> Task:
Look through the data below. Show each line where the string "joshcooper" occurs.
*-*-*
PR #3506, opened 2015-01-22
(PUP-3897) Add acceptance: ensure new environment picked up by agent

er0ck:
in PUP-3755 there are two scenarios that lead to a newly classified
agent not picking up its new environment.  This test should catch both
of the cases that aren't tested by spec.
This test does not use the environment helpers as they circumvent most
of the functionality in this test such as hard wiring to test
environment and specifying agent environment on commandline.  We need to
classify a node's environment from master.

### DIFF
--- a/acceptance/tests/environment/environment_scenario-new.rb
+++ b/acceptance/tests/environment/environment_scenario-new.rb
@@ -1,0 +1,54 @@
+test_name "Test a new environment, unknown to agent"
+require 'pry'
+
+step "setup environments"
+
+testdir = create_tmpdir_for_user master, "confdir"
+manifest = <<-MANIFEST
+  File {
+    ensure => directory,
+    owner => #{master['user']},
+    group => #{master['group']},
+    mode => "0750",
+  }
+
+  file { "#{testdir}":;
+    "#{testdir}/environments":;
+    "#{testdir}/environments/production":;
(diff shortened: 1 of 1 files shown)


acceptance/tests/environment/environment_scenario-new.rb
```diff
@@ -0,0 +1,54 @@
+test_name "Test a new environment, unknown to agent"
+require 'pry'
```
joshcooper: @er0ck please remove pry

joshcooper:
Can you retarget at stable?

acceptance/tests/environment/environment_scenario-new.rb
```diff
@@ -0,0 +1,54 @@
...
+    'environmentpath' => "#{testdir}/environments",
+  },
+  'agent' => {
+    'environment' => 'debug'
+  }
+}
+
+with_puppet_running_on(master, master_opts, testdir) do
+  agents.each do |agent|
+    on(agent, puppet("agent", "--test"), :acceptable_exit_codes => (0..255) ) do
```
joshcooper: By default the puppet agent will try to connect to `puppet` as the server, so we usually specify the `--server #{master}` args explicitly. Ideally the agent would be configured once during setup and each acceptance tests wouldn't need to specifying tath.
*-*-*
> Exercise answer:
joshcooper: @er0ck please remove pry
joshcooper:
joshcooper: By default the puppet agent will try to connect to `puppet` as the server, so we usually specify the `--server #{master}` args explicitly. Ideally the agent would be configured once during setup and each acceptance tests wouldn't need to specifying tath.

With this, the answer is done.